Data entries
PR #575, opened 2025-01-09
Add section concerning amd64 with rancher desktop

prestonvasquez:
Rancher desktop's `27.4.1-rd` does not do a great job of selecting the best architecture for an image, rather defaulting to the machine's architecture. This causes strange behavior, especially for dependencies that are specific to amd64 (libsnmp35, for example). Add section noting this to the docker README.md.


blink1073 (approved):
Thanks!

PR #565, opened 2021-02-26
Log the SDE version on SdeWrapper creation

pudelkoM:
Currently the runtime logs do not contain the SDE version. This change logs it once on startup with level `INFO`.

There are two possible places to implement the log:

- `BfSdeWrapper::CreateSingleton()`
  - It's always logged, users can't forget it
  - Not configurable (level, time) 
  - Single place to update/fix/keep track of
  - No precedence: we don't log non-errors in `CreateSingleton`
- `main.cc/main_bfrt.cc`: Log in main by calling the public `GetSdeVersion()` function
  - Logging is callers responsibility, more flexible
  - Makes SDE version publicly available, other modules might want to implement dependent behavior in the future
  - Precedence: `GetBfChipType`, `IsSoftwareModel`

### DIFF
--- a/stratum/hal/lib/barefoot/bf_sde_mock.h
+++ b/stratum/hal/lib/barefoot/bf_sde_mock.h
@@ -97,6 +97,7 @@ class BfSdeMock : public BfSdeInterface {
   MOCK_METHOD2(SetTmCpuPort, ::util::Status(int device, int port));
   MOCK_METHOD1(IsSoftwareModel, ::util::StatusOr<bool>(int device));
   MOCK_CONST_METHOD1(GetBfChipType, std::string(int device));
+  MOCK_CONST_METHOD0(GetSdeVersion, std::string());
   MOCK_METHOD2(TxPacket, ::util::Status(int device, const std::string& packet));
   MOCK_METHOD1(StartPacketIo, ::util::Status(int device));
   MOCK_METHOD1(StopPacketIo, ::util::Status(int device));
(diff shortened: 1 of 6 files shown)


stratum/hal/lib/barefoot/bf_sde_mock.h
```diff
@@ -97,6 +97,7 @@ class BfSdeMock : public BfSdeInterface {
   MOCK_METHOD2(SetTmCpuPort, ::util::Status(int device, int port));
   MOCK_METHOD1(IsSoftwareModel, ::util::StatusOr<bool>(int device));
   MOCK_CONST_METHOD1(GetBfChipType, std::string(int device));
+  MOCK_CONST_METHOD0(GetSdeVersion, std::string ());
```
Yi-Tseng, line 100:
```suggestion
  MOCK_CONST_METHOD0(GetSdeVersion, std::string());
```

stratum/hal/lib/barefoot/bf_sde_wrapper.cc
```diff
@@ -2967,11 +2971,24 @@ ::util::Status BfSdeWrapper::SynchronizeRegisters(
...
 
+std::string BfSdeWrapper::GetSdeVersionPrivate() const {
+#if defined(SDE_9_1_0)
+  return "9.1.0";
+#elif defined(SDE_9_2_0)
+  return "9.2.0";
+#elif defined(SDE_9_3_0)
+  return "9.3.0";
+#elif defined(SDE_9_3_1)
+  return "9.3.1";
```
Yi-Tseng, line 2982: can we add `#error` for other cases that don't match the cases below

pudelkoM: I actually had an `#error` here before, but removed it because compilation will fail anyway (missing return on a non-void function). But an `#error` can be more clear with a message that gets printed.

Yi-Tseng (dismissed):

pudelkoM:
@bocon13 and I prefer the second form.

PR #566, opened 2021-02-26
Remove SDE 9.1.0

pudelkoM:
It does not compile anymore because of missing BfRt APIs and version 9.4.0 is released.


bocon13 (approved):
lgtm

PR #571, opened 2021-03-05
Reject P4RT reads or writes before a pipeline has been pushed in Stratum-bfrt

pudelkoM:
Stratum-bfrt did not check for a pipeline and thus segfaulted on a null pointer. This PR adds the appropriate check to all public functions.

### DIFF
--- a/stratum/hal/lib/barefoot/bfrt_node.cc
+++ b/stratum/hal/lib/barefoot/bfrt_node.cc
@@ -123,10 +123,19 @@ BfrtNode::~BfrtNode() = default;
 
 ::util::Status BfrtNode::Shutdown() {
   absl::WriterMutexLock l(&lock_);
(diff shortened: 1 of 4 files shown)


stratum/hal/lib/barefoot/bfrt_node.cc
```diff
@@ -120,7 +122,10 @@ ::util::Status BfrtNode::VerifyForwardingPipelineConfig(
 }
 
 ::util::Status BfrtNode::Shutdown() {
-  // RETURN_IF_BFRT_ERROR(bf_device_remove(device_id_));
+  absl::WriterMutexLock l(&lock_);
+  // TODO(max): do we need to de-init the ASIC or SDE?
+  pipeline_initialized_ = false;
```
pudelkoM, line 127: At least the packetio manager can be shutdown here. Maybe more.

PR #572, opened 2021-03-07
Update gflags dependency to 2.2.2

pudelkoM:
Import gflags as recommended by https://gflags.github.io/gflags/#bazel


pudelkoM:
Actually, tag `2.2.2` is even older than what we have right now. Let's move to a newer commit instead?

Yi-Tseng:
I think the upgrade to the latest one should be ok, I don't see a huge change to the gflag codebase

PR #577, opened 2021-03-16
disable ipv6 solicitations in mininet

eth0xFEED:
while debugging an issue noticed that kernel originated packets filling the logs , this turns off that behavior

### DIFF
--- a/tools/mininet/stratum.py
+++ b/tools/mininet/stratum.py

Required action: Go through the records above and retype each one exactly.

Output below:
PR #575, opened 2025-01-09
Add section concerning amd64 with rancher desktop

prestonvasquez:
Rancher desktop's `27.4.1-rd` does not do a great job of selecting the best architecture for an image, rather defaulting to the machine's architecture. This causes strange behavior, especially for dependencies that are specific to amd64 (libsnmp35, for example). Add section noting this to the docker README.md.


blink1073 (approved):
Thanks!

PR #565, opened 2021-02-26
Log the SDE version on SdeWrapper creation

pudelkoM:
Currently the runtime logs do not contain the SDE version. This change logs it once on startup with level `INFO`.

There are two possible places to implement the log:

- `BfSdeWrapper::CreateSingleton()`
  - It's always logged, users can't forget it
  - Not configurable (level, time) 
  - Single place to update/fix/keep track of
  - No precedence: we don't log non-errors in `CreateSingleton`
- `main.cc/main_bfrt.cc`: Log in main by calling the public `GetSdeVersion()` function
  - Logging is callers responsibility, more flexible
  - Makes SDE version publicly available, other modules might want to implement dependent behavior in the future
  - Precedence: `GetBfChipType`, `IsSoftwareModel`

### DIFF
--- a/stratum/hal/lib/barefoot/bf_sde_mock.h
+++ b/stratum/hal/lib/barefoot/bf_sde_mock.h
@@ -97,6 +97,7 @@ class BfSdeMock : public BfSdeInterface {
   MOCK_METHOD2(SetTmCpuPort, ::util::Status(int device, int port));
   MOCK_METHOD1(IsSoftwareModel, ::util::StatusOr<bool>(int device));
   MOCK_CONST_METHOD1(GetBfChipType, std::string(int device));
+  MOCK_CONST_METHOD0(GetSdeVersion, std::string());
   MOCK_METHOD2(TxPacket, ::util::Status(int device, const std::string& packet));
   MOCK_METHOD1(StartPacketIo, ::util::Status(int device));
   MOCK_METHOD1(StopPacketIo, ::util::Status(int device));
(diff shortened: 1 of 6 files shown)


stratum/hal/lib/barefoot/bf_sde_mock.h
```diff
@@ -97,6 +97,7 @@ class BfSdeMock : public BfSdeInterface {
   MOCK_METHOD2(SetTmCpuPort, ::util::Status(int device, int port));
   MOCK_METHOD1(IsSoftwareModel, ::util::StatusOr<bool>(int device));
   MOCK_CONST_METHOD1(GetBfChipType, std::string(int device));
+  MOCK_CONST_METHOD0(GetSdeVersion, std::string ());
```
Yi-Tseng, line 100:
```suggestion
  MOCK_CONST_METHOD0(GetSdeVersion, std::string());
```

stratum/hal/lib/barefoot/bf_sde_wrapper.cc
```diff
@@ -2967,11 +2971,24 @@ ::util::Status BfSdeWrapper::SynchronizeRegisters(
...
 
+std::string BfSdeWrapper::GetSdeVersionPrivate() const {
+#if defined(SDE_9_1_0)
+  return "9.1.0";
+#elif defined(SDE_9_2_0)
+  return "9.2.0";
+#elif defined(SDE_9_3_0)
+  return "9.3.0";
+#elif defined(SDE_9_3_1)
+  return "9.3.1";
```
Yi-Tseng, line 2982: can we add `#error` for other cases that don't match the cases below

pudelkoM: I actually had an `#error` here before, but removed it because compilation will fail anyway (missing return on a non-void function). But an `#error` can be more clear with a message that gets printed.

Yi-Tseng (dismissed):

pudelkoM:
@bocon13 and I prefer the second form.

PR #566, opened 2021-02-26
Remove SDE 9.1.0

pudelkoM:
It does not compile anymore because of missing BfRt APIs and version 9.4.0 is released.


bocon13 (approved):
lgtm

PR #571, opened 2021-03-05
Reject P4RT reads or writes before a pipeline has been pushed in Stratum-bfrt

pudelkoM:
Stratum-bfrt did not check for a pipeline and thus segfaulted on a null pointer. This PR adds the appropriate check to all public functions.

### DIFF
--- a/stratum/hal/lib/barefoot/bfrt_node.cc
+++ b/stratum/hal/lib/barefoot/bfrt_node.cc
@@ -123,10 +123,19 @@ BfrtNode::~BfrtNode() = default;
 
 ::util::Status BfrtNode::Shutdown() {
   absl::WriterMutexLock l(&lock_);
(diff shortened: 1 of 4 files shown)


stratum/hal/lib/barefoot/bfrt_node.cc
```diff
@@ -120,7 +122,10 @@ ::util::Status BfrtNode::VerifyForwardingPipelineConfig(
 }
 
 ::util::Status BfrtNode::Shutdown() {
-  // RETURN_IF_BFRT_ERROR(bf_device_remove(device_id_));
+  absl::WriterMutexLock l(&lock_);
+  // TODO(max): do we need to de-init the ASIC or SDE?
+  pipeline_initialized_ = false;
```
pudelkoM, line 127: At least the packetio manager can be shutdown here. Maybe more.

PR #572, opened 2021-03-07
Update gflags dependency to 2.2.2

pudelkoM:
Import gflags as recommended by https://gflags.github.io/gflags/#bazel


pudelkoM:
Actually, tag `2.2.2` is even older than what we have right now. Let's move to a newer commit instead?

Yi-Tseng:
I think the upgrade to the latest one should be ok, I don't see a huge change to the gflag codebase

PR #577, opened 2021-03-16
disable ipv6 solicitations in mininet

eth0xFEED:
while debugging an issue noticed that kernel originated packets filling the logs , this turns off that behavior

### DIFF
--- a/tools/mininet/stratum.py
+++ b/tools/mininet/stratum.py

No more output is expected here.